The tea is also called cocoa tea for the presence of theobromine, the same
stuff you find in chocolate, about 10% by weight compared to about 0.35% in
green tea.

[1] Effect of Dietary Cocoa Tea (Camellia ptilophylla) Supplementation on
High-Fat Diet-Induced Obesity, Hepatic Steatosis, and Hyperlipidemia in Mice:
[https://www.hindawi.com/journals/ecam/2013/783860/](https://www.hindawi.com/journals/ecam/2013/783860/)

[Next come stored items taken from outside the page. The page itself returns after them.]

PR #8652, opened 2025-12-02
8627 perceptual loss errors out after hitting the maximum number of downloads

### LINKED ISSUE #8627: Perceptual Loss errors out after hitting the maximum number of downloads
**Describe the bug**
Currently, models are hosted in Google Drive and once the number of downloads hits the limit, the networks cannot be pulled.

**To Reproduce**
Depending on number of downloads, errors show up when instancing perceptual loss.

**Expected behavior**
No error.
We have  discussed porting these networks (python files defining them and artifacts) to Huggingface or similar.

**Additional context**
This has already been discussed internally.

virginiafdez:
Fixes #8627.
Moves the perceptual loss code to MONAI repository https://github.com/Project-MONAI/perceptual-models and the checkpoints to Huggingface. 

### Description
This PR changes and simplifies the torch.hub loading process and gets the models from Huggingface lirbary. 

### Types of changes

- [N/A] New tests added to cover the changes.
- [N/A] Integration tests passed locally by running `./runtests.sh -f -u --net --coverage`.
- [x]  In-line docstrings updated.


monai/losses/perceptual.py
```diff
@@ -205,11 +211,17 @@ class MedicalNetPerceptualSimilarity(nn.Module):
     """
 
     def __init__(
-        self, net: str = "medicalnet_resnet10_23datasets", verbose: bool = False, channel_wise: bool = False
+        self,
+        net: str = "medicalnet_resnet_10_23datasets",
```
ericspod: What we should do to improve security is to move "medicalnet_resnet10_23datasets" and any other valid name into constants then check `net` is one of them.

monai/losses/perceptual.py
```diff
@@ -205,11 +211,17 @@ class MedicalNetPerceptualSimilarity(nn.Module):
...
+        verbose: bool = False,
+        channel_wise: bool = False,
+        cache_dir: str | None = None,
     ) -> None:
         super().__init__()
         torch.hub._validate_not_a_forked_repo = lambda a, b, c: True
-        self.model = torch.hub.load("warvito/MedicalNet-models", model=net, verbose=verbose, trust_repo=True)
+        self.model = torch.hub.load(
```
ericspod, line 241: Perhaps this should have `trust_repo=True` as well since we do trust this repo and it's name is hardcoded here.

monai/losses/perceptual.py
```diff
@@ -205,11 +211,17 @@ class MedicalNetPerceptualSimilarity(nn.Module):
     """
 
     def __init__(
```
ericspod, line 230: We might need to check that `huggingface_hub` is installed as well, the `torch.hub.load` call will fail if so.

monai/losses/perceptual.py
virginiafdez: Done.

monai/losses/perceptual.py
virginiafdez: Done.

monai/losses/perceptual.py
virginiafdez: Done.

.github/workflows/pythonapp.yml
KumoLiu, line 1: - Removed the cache weekly timestamp step from the packaging job.
- Removed the heavyweight dependency installs that were triggering OSError: [Errno 28] No space left on device:
- Stopped installing the source archive with "[all]" extras (avoids large optional deps like itk, mlflow, clearml, lpips, etc.).
- Stopped installing requirements-dev.txt in the packaging quick-test phase; switched to requirements-min.txt + tests/min_tests.py.
- Switched packaging to CPU-only PyTorch on Ubuntu using the PyTorch CPU index, and installed it with --no-cache-dir to avoid caching huge wheels.
- Reintroduced a controlled pip cache for packaging:
     Cache path is pip cache dir.
     Cache key uses hashFiles('requirements*.txt', 'setup.cfg', 'pyproject.toml') so it updates when dependencies change.
      Kept torch installs --no-cache-dir to reduce disk pressure, while allowing smaller deps (e.g., requirements-min.txt) to benefit from caching.

cc @ericspod

ericspod: This file has been renamed and revamped with many of these changes integrated. It works now to resolve the issues with running out of space so we should delete this file to allow merging.

ericspod:
Hi @virginiafdez we should be able to get this through now, I removed a conflicting file but otherwise there's a few minor things to address. Would you be able to get back to this?

ericspod (dismissed):

ericspod (approved):

ericspod:
Thanks! I'll set the DCO to pass as you said that was fine to do as it's all your code.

[2] Aroma Characteristics of Cocoa Tea (Camellia ptilophylla Chang):
[https://www.tandfonline.com/doi/abs/10.1271/bbb.90752](https://www.tandfonline.com/doi/abs/10.1271/bbb.90752)

------
setquk
I’ll drink water if I want liquid without caffeine in it :)

------
tomalpha
Given that caffeine is a natural insecticide[0] it will be interesting to see
whether large-scale farming of this variety is possible without using
artificial ones.

[0][https://books.google.co.uk/books?id=MwpQWcIKMzAC&pg=PA55&red...](https://books.google.co.uk/books?id=MwpQWcIKMzAC&pg=PA55&redir_esc=y#v=onepage&q&f=false)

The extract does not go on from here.